Unfortunately, the Big Ten hasn't stopped pushing for 24, and on Friday ESPN publicized an internal document arguing for 24 teams. There's a lot to unpack here, so let's dive in, Q&A style.
Q: FCS and below all have at least 24 teams, what's the big deal if FBS does the same?
A: Good question, me. In FCS and beyond, the NCAA gives automatic qualifiers to every conference champion. That would not be the case here. Per Pete Thamel: "The 24-team format would comprise the 23 best teams and one spot for the Group of 6." The SEC would have gotten seven teams in a 24-team CFP in 2024, the Big Ten six, the Big 12 five, the ACC three, the Group of 6 two, and Notre Dame.
For more than a century, what separated college football from every other sport is that the regular season was the playoff. The 24-team CFP takes a sledgehammer to that wall. The SEC would get one less than half of its teams into the CFP.
Q: Wait, 23 and one? isn't that language pretty patronizing for the Group of 6?
A: It is. Now, that's Thamel's writing, and it's possible he didn't mean to imply that the Group of 6 couldn't get one team into the top 24 without a special carve-out, but the piece says what it says. For the record, there have been no less than two current G6 teams in the final CFP top 24 every year this decade (which is far as I went back to check.)
Q: What happens to conference championship games?
A: They would go away.
The Big Ten's pitch for 24 over 16 is that the CFP contract is already bought and paid for by ESPN through 2031, with the Worldwide Leader owns the right for all formats of up to 14 teams. So, growing to 16 wouldn't make the juice worth the squeeze, since the CFP would only have two extra games to sell. At 24 teams, there's a lot more inventory for other networks -- i.e., Fox, CBS and NBC, all of whom do not have a piece of the current pie, and all of whom air the Big Ten's games -- to bid on. The thought is that expanding the CFP would create enough new revenue in the system that the Power 4 leagues could absorb the loss of their mostly obsolete, but still lucrative title games.

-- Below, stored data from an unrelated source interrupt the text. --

PR #12776, opened 2020-07-21
[79.0.0] Start using release builds of GeckoView.

pocmo:


pocmo:
Tested the build from taskcluster and it is looking good, using the release version of GeckoView 79.

PR #13100, opened 2020-07-29
Don't init glean in unit tests

NotWoods:
Our unit tests rely on sending data to `MetricController` rather than Glean itself. Glean adds overhead and clutters our logs, it should be fine to turn it off in unit tests.

### DIFF
--- a/app/src/main/java/org/mozilla/fenix/FenixApplication.kt
+++ b/app/src/main/java/org/mozilla/fenix/FenixApplication.kt
@@ -12,8 +12,8 @@ import android.util.Log.INFO
 import androidx.annotation.CallSuper
 import androidx.appcompat.app.AppCompatDelegate
 import androidx.core.content.getSystemService
-import androidx.work.Configuration.Provider
 import androidx.work.Configuration.Builder
+import androidx.work.Configuration.Provider
 import kotlinx.coroutines.Deferred
 import kotlinx.coroutines.Dispatchers
 import kotlinx.coroutines.GlobalScope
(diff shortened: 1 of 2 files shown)


boek:
I think we have a couple of unit tests for Glean and plans to use Glean more directly in the future 🤔

mcomella:
> Our unit tests rely on sending data to `MetricController` rather than Glean itself. Glean adds overhead

@NotWoods Do we know how much overhead? I wonder what challenges this adds to testing vs. the benefits.

Do you know if this makes testing any more challenging?

> clutters our logs,

We should file a bug against glean so they can fix this behavior. If the logging is excessive, I wonder if that's what causes the slowdown in our tests (rather than the Glean.init).

---

@Dexterp37 I think I know what you're going to say 😁 but what do you think about this change?

NotWoods:
It seems to add a couple seconds to tests, but that could be caused by logs. Since we don't test Glean itself it most of our tests it feels unnessecary to initialize it. Tests that do use Glean aren't affected by this change.

mcomella:
> It seems to add a couple seconds to tests,

@NotWoods How many times did you run the tests to validate the difference in run time? i.e. could the couple seconds of perceived gain be attributed to noise?

> Since we don't test Glean itself it most of our tests it feels unnessecary to initialize it. Tests that do use Glean aren't affected by this change.

That's fair – let's see what dexterp37's opinion is and react accordingly.

Dexterp37:
> > clutters our logs,
> 
> We should file a bug against glean so they can fix this behavior. If the logging is excessive, I wonder if that's what causes the slowdown in our tests (rather than the Glean.init).
> 
> @Dexterp37 I think I know what you're going to say 😁 but what do you think about this change?

🤣 Thanks for flagging me on this :-) And let me surprise you!

I believe that, given the small amount of tests in the Fenix repo using the Glean SDK Testing APIs, changing this sounds reasonable! However, I do agree with @mcomella : @NotWoods would you kindly file a bug in our repo? We can consider adding APIs to suppress our logging. 

Are the ~2s added to EACH unit tests? Or to the whole test suite?

NotWoods:
Filed https://github.com/mozilla/glean/issues/1127. I measured the overhead as a total change (whole test suite).

PR #13124, opened 2020-07-30
For #11664 — Fixup MissingResourceExceptions being thrown in exotic Locales

### LINKED ISSUE #11664: FNX2-13560 ⁃ LeanPlum MissingResourceException  No 3-letter language code for locale: cak, lij
Sentry report on Nightly: https://sentry.prod.mozaws.net/operations/fenix-nightly/issues/7513010/?query=is%3Aunresolved%20level%3Afatal

Looks like Leanplum is trying to send messages to the locale `cak` but it's not working, and causing a crash.

Supported languages are [here](https://github.com/mozilla-mobile/fenix/blob/master/l10n.toml) and it does look like `cak` is supported. Maybe it's not supported by the Leanplum SDK/dashboard/localization? cc @lwa-moz

jhugman:
Fixes #11664.

Our kotlin code is not catching the `MissingResourceException` in the `LeanplumMetricsService` which results in the app crashing when the locale isn't known by the device.

Catches the exception, and falls back to the ISO 639 language code. This isn't a great solution, because ISO 639 isn't especially stable.

In practice however this is almost certainly never going to be a problem because Leanplum isn't going to be supported in such exotic locales.

In this case, using the ISO 639 language code allows the error message to be more informative.

### Pull Request checklist

### After merge

1. click on Show All Checks,

### DIFF
--- a/app/src/main/java/org/mozilla/fenix/components/metrics/LeanplumMetricsService.kt
+++ b/app/src/main/java/org/mozilla/fenix/components/metrics/LeanplumMetricsService.kt
@@ -21,6 +21,7 @@ import org.mozilla.fenix.BuildConfig
 import org.mozilla.fenix.components.metrics.MozillaProductDetector.MozillaProducts
 import org.mozilla.fenix.ext.settings
 import java.util.Locale
+import java.util.MissingResourceException
 import java.util.UUID.randomUUID
 
 private val Event.name: String?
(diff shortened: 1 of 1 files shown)


st3fan:
@liuche this is a patch we would like to ship in 79.0.1

app/src/main/java/org/mozilla/fenix/components/metrics/LeanplumMetricsService.kt
```diff
@@ -170,6 +178,12 @@ class LeanplumMetricsService(private val application: Application) : MetricsServ
         return LEANPLUM_ENABLED_LOCALES.contains(locale)
     }
 
+    private val Locale.iso3LanguageOrNull: String?
```
csadilek, line 181: Later, this looks like a good candidate for re-use. We could uplift to A-C and add to the support-ktx module.

app/src/main/java/org/mozilla/fenix/components/metrics/LeanplumMetricsService.kt
```diff
@@ -83,12 +84,19 @@ class LeanplumMetricsService(private val application: Application) : MetricsServ
...
-            val currentLocale = when (applicationSetLocale != null) {
-                true -> applicationSetLocale.isO3Language
-                false -> Locale.getDefault().isO3Language
-            }
-            if (!isLeanplumEnabled(currentLocale)) {
-                Log.i(LOGTAG, "Leanplum is not available for this locale: $currentLocale")
+            val currentLocale = applicationSetLocale ?: Locale.getDefault()
+            val languageCode =
+                currentLocale.iso3LanguageOrNull
+                ?: currentLocale.language.let {
```
csadilek, line 90: I double-checked this as `language` is annotated with `@RecentlyNotNull` and I wasn't sure what that meant. Seems safe though!

app/src/main/java/org/mozilla/fenix/components/metrics/LeanplumMetricsService.kt
jhugman: 👍

app/src/main/java/org/mozilla/fenix/components/metrics/LeanplumMetricsService.kt
NotWoods: `RecentlyNotNull` is equivalent to `NotNull` but lets you incrementally update rather than breaking builds (aka no warning). You can just treat it as not null.

jhugman: 👍

Issue #13179, opened 2020-07-31
[Bug] RuntimeException Cannot confirm/dismiss a Prompt twice.


liuche:
Not a ton of crashes, but easily repros: https://sentry.prod.mozaws.net/operations/fenix-fennec-beta/issues/8978923/?query=is%3Aunresolved%20baseprompt

## Steps to reproduce
Go to a youtube video
Click the forward button to open the share sheet
Back out of sharesheet

### Expected behavior
Doesn't crash

### Actual behavior
Crashes

### Device information

* Android device: Pixel 3
* Fenix version: Nightly 7/29

softvision-miralobontiu:
Verified as fixed on the latest Firefox Nightly build from 8/5 with:
* Samsung Galaxy Tab S6 (Android 9),
* Google Pixel (Android 10),
* Sony Xperia Z5 Premium (Android 7.1.1),
* OnePlus 5T (Android 9).

PR #9671, opened 2020-04-03
Closes #9495: Dismiss the ShareFragment in onPause()

Mugurell:
Doing this will ensure no corruption of the initial share to apps list while the user went away.

### Pull Request checklist

- [x] **Tests**: No tests. Small change.
- [x] **Screenshots**: No screenshots. Simple flow.
- [x] **Accessibility**: The code in this PR follows [accessibility best practices](https://github.com/mozilla-mobile/shared-docs/blob/master/android/accessibility_guide.md).

### After merge
- [ ] **Milestone**: Make sure issues finished by this pull request are added to the [milestone](https://github.com/mozilla-mobile/fenix/milestones) of the version currently in development.

### To download an APK when reviewing a PR:
1. click on Show All Checks,
2. click Details next to "Taskcluster (pull_request)" after it appears and then finishes with a green checkmark,
3. click on the "Fenix - assemble" task, then click "Run Artifacts".
4. the APK links should be on the left side of the screen, named for each CPU architecture

PR #13238, opened 2020-08-03
For #13179 - Ensure we only dismiss share prompt once

ekager:
### Pull Request checklist

### After merge

1. click on Show All Checks,

### DIFF
--- a/app/src/main/java/org/mozilla/fenix/share/ShareFragment.kt
+++ b/app/src/main/java/org/mozilla/fenix/share/ShareFragment.kt
@@ -43,11 +43,6 @@ class ShareFragment : AppCompatDialogFragment() {
         viewModel.loadDevicesAndApps()
     }
 
-    override fun dismiss() {
-        consumePrompt { onDismiss() }
-        super.dismiss()
-    }
-
     override fun onCreate(savedInstanceState: Bundle?) {
         super.onCreate(savedInstanceState)
         setStyle(STYLE_NO_TITLE, R.style.ShareDialogStyle)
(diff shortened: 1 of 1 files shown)


ekager:
@jonalmeida from what I can tell via debugging - we are calling the dialog `dismiss` in `onPause` as well (so we close the share sheet when we leave Fenix) and end up triggering this twice
```
consumePrompt {
            onDismiss()
        }
```

ekager:
Are you saying we should be able to consume the prompt twice without crashing?

jonalmeida:
Yes, it shouldn't crash with the current behaviour. I can see from a quick git-blame lookup that the original behaviour that was added worked as expected when it landed: https://github.com/mozilla-mobile/fenix/commit/fe034226a335a2e48b4fa94e94aa80d7fe278f57#diff-950ceadcf9bd0ff8d1b61fae91f56240R45

I imagine something has either changed in AC or the share fragment lifecycle has changed where we are holding on to a reference of the hold prompt request (my bet is on the former).

ekager:
Later we added the `onPause` callback that calls `dismiss` as well -> https://github.com/mozilla-mobile/fenix/pull/9671/files

jonalmeida:
Ah, great find! I missed that.

In order to support that behaviour and not make the duplicate calls to consume the same prompt request twice, we could move the `consumePrompt` call to the `onPause` and remove the overridden `dismiss`. This would avoid adding extra state to the fragment.

I tested on that change for a bit and it seems to support the early dismissal that we're looking for without crashing on the consume.

PR #13263, opened 2020-08-04
For #13262: Update gradle 

### LINKED ISSUE #13262: Update Android Gradle plugin
Release notes: Release notes: developer.android.com/studio/releases/gradle-plugin

NotWoods:


NotWoods:
Android Gradle Plugin 3.3 and up is compatible with Gradle 6.5. I'll work on AGP updates too but that requires additional work as the breaking changes aren't well documented.

PR #13268, opened 2020-08-04
FNX-14449 ⁃ Gradle configuration avoidance

NotWoods:


liuche:
@mcomella you were recently looking at task parallelization, is this something you could review?
https://docs.gradle.org/current/userguide/task_configuration_avoidance.html

mcomella:
@NotWoods Do you happen to know what the savings are here or how a similar change has impacted android-components?

NotWoods:
We implemented similar changes in [AC](https://github.com/mozilla-mobile/android-components/pull/7036). 
> These few commits get us to 3749 tasks created during config phase, vs current baseline of 23519.

app/build.gradle
```diff
@@ -735,5 +738,7 @@ tasks.register("updateCookiesExtensionVersion", Copy) { task ->
     updateExtensionVersion(task, 'src/main/assets/extensions/cookies')
 }
 
-preBuild.dependsOn updateAdsExtensionVersion
-preBuild.dependsOn updateCookiesExtensionVersion
+preBuild.configure {
```
mcomella, line 741: What's `preBuild`? Does this run every time we execute a gradle command? Or is it smart and only executes before Android compilation jobs?

app/build.gradle
```diff
@@ -621,11 +624,11 @@ task printVariants {
             engine: 'geckoNightly',
             name: 'androidTest',
         ])
-        println 'variants: ' + groovy.json.JsonOutput.toJson(variants)
+        println 'variants: ' + JsonOutput.toJson(variants)
     }
 }
 
-task buildTranslationArray {
+tasks.register('buildTranslationArray') {
```
mcomella, line 631: I don't see this called from anywhere and it doesn't set dependencies but it seems to correctly fill the `SUPPORTED_LOCALE_ARRAY`: do you know why this works and why it will continue to work after lazy configuration?

I'm wondering if this has been running in the configuration phase this whole time (e.g. the code is not in `doLast`) and lazily registering it will prevent it from working.

NotWoods: I think you're correct and the array is being populated as a side effect. I'll revert this line and file an issue.

app/build.gradle
NotWoods: I'm not sure where preBuild is set up. I tried to keep the logic consistent by hooking into `configure`, but we can also keep this line as is for now.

Q: What would the schedule look like?
A: The first round would begin the second weekend of December, currently Army-Navy weekend. The second round would be on the third weekend, when the CFP begins now, and then everything would continue as normal from there: quarterfinals on New Year's Eve/Day, semifinals the following Thursday/Friday, and the title game in mid-to-late January?
Q: Wait, completely reimagining the entire postseason wouldn't even move the title game up? The one problem everyone in college football agrees on wouldn't even be addressed?
A: Yup. This is the leadership we have in college football.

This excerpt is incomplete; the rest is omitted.